=== Work to be completed ===
Restate the records below word for word, leaving nothing out.

[Dataset entries]
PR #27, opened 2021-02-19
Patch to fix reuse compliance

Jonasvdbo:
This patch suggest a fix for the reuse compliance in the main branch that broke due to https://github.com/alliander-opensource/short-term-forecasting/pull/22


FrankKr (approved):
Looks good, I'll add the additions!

=== Answer to the exercise ===
PR #27, opened 2021-02-19
Patch to fix reuse compliance

Jonasvdbo:
This patch suggest a fix for the reuse compliance in the main branch that broke due to https://github.com/alliander-opensource/short-term-forecasting/pull/22


FrankKr (approved):
Looks good, I'll add the additions!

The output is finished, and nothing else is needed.